## PROVIDED DATA
PR #441, opened 2025-02-05
feat: register Maven transitive extractor

cuixq:


extractor/filesystem/language/java/pomxmlnet/pomxmlnet.go
```diff
@@ -51,12 +66,11 @@ func (e Extractor) Version() int { return 0 }
 // Requirements of the extractor.
 func (e Extractor) Requirements() *plugin.Capabilities {
 	return &plugin.Capabilities{
-		Network:  true,
-		DirectFS: true,
```
cuixq, line 55: @erikvarga it seems `DirectFS` is not needed for this extractor.

internal/resolution/client/client.go
```diff
@@ -22,10 +22,6 @@ import (
 // DependencyClient is the interface of the client required by dependency resolution.
 type DependencyClient interface {
 	resolve.Client
-	// WriteCache writes a manifest-specific resolution cache.
```
cuixq, line 25: these functions are actually not needed in the migration https://github.com/google/osv-scalibr/pull/399 last time.

another-rex (approved):

extractor/filesystem/language/java/pomxmlnet/pomxmlnet.go
cuixq: We probably still need `DirectFS` to read username and password from `settings.xml`. However currently this is done when we make the extractor instead of during the extraction..

extractor/filesystem/list/list.go
```diff
@@ -93,6 +94,13 @@ var (
 		javaarchive.New(javaarchive.DefaultConfig()),
 		pomxml.Extractor{},
 	}
+	// JavaNet extractors requiring network access.
+	JavaNet []filesystem.Extractor = []filesystem.Extractor{
```
erikvarga, line 98: Note that this plugin won't be enabled when we specify --extractors=all since JavaNet is not part of All.

That's probably fine for now since we don't want to enable both the networked and networkless transitive extractor but maybe we should add a TODO to fix this (e.g. detect if we have network access and run or the other based on this). So I'd say let's open an issue about it and link to it in a TODO we add here.

extractor/filesystem/language/java/pomxmlnet/pomxmlnet.go
erikvarga: Is settings.xml expected to be read from the scanner's filesystem or the artifact host's filesystem? e.g. if a SCALIBR integration scans a remote container through a virtual filesystem does it expect to find the settings.xml with the creds in the container or on the machine the scan is being run from?

If it's on the container then we wouldn't be able to read it through direct filesystem access so we can't use virtual filesystems with this extractor (and thus DirectFS should be true).

extractor/filesystem/list/list.go
cuixq: having `defaultnet` should unblock us from the internal use case, we definitely need to rethink about how to enable extractors requiring network access. I don't worry about this too much considering the planned refactoring work.

https://github.com/google/osv-scalibr/issues/443

extractor/filesystem/language/java/pomxmlnet/pomxmlnet.go
cuixq: I think the settings.xml should be read from the container itself - it usually sits in where Maven is installed, so virtual filesystems should work here.

For the second paragrah, it sounds conflicting to me:
```
If it's on the container then we wouldn't be able to read it through direct filesystem access so we can't use virtual filesystems with this extractor (and thus DirectFS should be true).
```
should the second half be:
```
so we should use virtual filesystems and DirectFS should be false
```
?

erikvarga: Ah okay, so this file should be read from the scanned artifact. Is that what the extractor is doing today? I assume not since it'd need to access the file through the `scalibrfs.FS` which we only pass to it in Extract, not during construction.

If this is the case then this extractor wouldn't work properly today if e.g. we ran the scalibr binary with the --remote-image flag.

erikvarga: One option to fix this is to read the settings.xml during Extract() but only once (e.g. store it in a global var and only read it if it's empty). It's a bit of a hacky solution but extractors get constructed before the SCALIBR scan runs   right now, so I can't think of a good way to pass in the virtual FS there.

cuixq: apparently I didn't send out my comment from two days ago... I have added `DirectFS` back to the requirements.

erikvarga (approved):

## PROBLEM STATEMENT
Lines in the listing above that hold the string "remote" need counting. Please reply with the total only.

## ANSWER BOX
2